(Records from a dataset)
PR #87, opened 2024-09-11
Fixes #30 Summary stats metadata endpoint

### LINKED ISSUE #30: return metadata about available summary stats
```[tasklist]
### Tasks
- [ ] add list of summary stats when importing gerrydb view
```

bailliekova:
## Description

- Item 1

## Reviewers

- Primary:
- Secondary:

## Checklist


raphaellaude:
FYI I'm not seeing that many maps with P2-4 summary stats available. Will investigate shortly.
```
fly postgres connect -a districtr-v2-87-db
Connecting to fdaa:9:907c:a7b:10:420b:1527:2... complete
psql (15.8 (Debian 15.8-1.pgdg120+1))
Type "help" for help.

postgres=# select available_summary_stats from districtrmapl
postgres-# ^C
postgres=# ;
postgres=# select 1;
 ?column?
----------
        1
(1 row)

postgres=# select available_summary_stats from districtrmap;
ERROR:  relation "districtrmap" does not exist
LINE 1: select available_summary_stats from districtrmap;
                                            ^
postgres=# \l
postgres=# \c districtr_v2_api
You are now connected to database "districtr_v2_api" as user "postgres".
districtr_v2_api=# select available_summary_stats from districtrmap;
 available_summary_stats
-------------------------





 {P1}
 {P1}
 {P1}
 {P1}
 {P1}

 {P1}
 {P1}
 {P1}



 {P1}
 {P1}
 {P1}


 {P1}
 {P1}
(24 rows)

districtr_v2_api=# select gerrydb_table_name, available_summary_stats from districtrmap;
     gerrydb_table_name     | available_summary_stats
----------------------------+-------------------------
 ks_demo_view_census_vtd    |
 ks_demo_view_census_blocks |
 de_demo_view_census_vtd    |
 pa_demo_view_census_vtd    |
 de_demo_view_census_blocks |
 ga_block_all_basic_pops    | {P1}
 ri_vtd_p1_view             | {P1}
 co_block_p1_view           | {P1}
 ga_block_p1_view           | {P1}
 ga_vtd_p1_view             | {P1}
 ga_block_p4_view           |
 co_vtd_p1_view             | {P1}
 co_vtd_all_basic_pops      | {P1}
 ri_block_p1_view           | {P1}
 ri_vtd_p4_view             |
 co_block_p4_view           |
 ri_block_p4_view           |
 ri_block_all_basic_pops    | {P1}
 co_block_all_basic_pops    | {P1}
 ga_vtd_all_basic_pops      | {P1}
 co_vtd_p4_view             |
 ga_vtd_p4_view             |
 ri_vtd_all_basic_pops      | {P1}
 co_p1_view                 | {P1}
(24 rows)

districtr_v2_api=# \q
```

» What to do
Your reply should contain each entry, copied without alteration.

» Result
PR #87, opened 2024-09-11
Fixes #30 Summary stats metadata endpoint

### LINKED ISSUE #30: return metadata about available summary stats
```[tasklist]
### Tasks
- [ ] add list of summary stats when importing gerrydb view
```

bailliekova:
## Description

- Item 1

## Reviewers

- Primary:
- Secondary:

## Checklist


raphaellaude:
FYI I'm not seeing that many maps with P2-4 summary stats available. Will investigate shortly.
```
fly postgres connect -a districtr-v2-87-db
Connecting to fdaa:9:907c:a7b:10:420b:1527:2... complete
psql (15.8 (Debian 15.8-1.pgdg120+1))
Type "help" for help.

postgres=# select available_summary_stats from districtrmapl
postgres-# ^C
postgres=# ;
postgres=# select 1;
 ?column?
----------
        1
(1 row)

postgres=# select available_summary_stats from districtrmap;
ERROR:  relation "districtrmap" does not exist
LINE 1: select available_summary_stats from districtrmap;
                                            ^
postgres=# \l
postgres=# \c districtr_v2_api
You are now connected to database "districtr_v2_api" as user "postgres".
districtr_v2_api=# select available_summary_stats from districtrmap;
 available_summary_stats
-------------------------





 {P1}
 {P1}
 {P1}
 {P1}
 {P1}

 {P1}
 {P1}
 {P1}



 {P1}
 {P1}
 {P1}


 {P1}
 {P1}
(24 rows)

districtr_v2_api=# select gerrydb_table_name, available_summary_stats from districtrmap;
     gerrydb_table_name     | available_summary_stats
----------------------------+-------------------------
 ks_demo_view_census_vtd    |
 ks_demo_view_census_blocks |
 de_demo_view_census_vtd    |
 pa_demo_view_census_vtd    |
 de_demo_view_census_blocks |
 ga_block_all_basic_pops    | {P1}
 ri_vtd_p1_view             | {P1}
 co_block_p1_view           | {P1}
 ga_block_p1_view           | {P1}
 ga_vtd_p1_view             | {P1}
 ga_block_p4_view           |
 co_vtd_p1_view             | {P1}
 co_vtd_all_basic_pops      | {P1}
 ri_block_p1_view           | {P1}
 ri_vtd_p4_view             |
 co_block_p4_view           |
 ri_block_p4_view           |
 ri_block_all_basic_pops    | {P1}
 co_block_all_basic_pops    | {P1}
 ga_vtd_all_basic_pops      | {P1}
 co_vtd_p4_view             |
 ga_vtd_p4_view             |
 ri_vtd_all_basic_pops      | {P1}
 co_p1_view                 | {P1}
(24 rows)

districtr_v2_api=# \q
```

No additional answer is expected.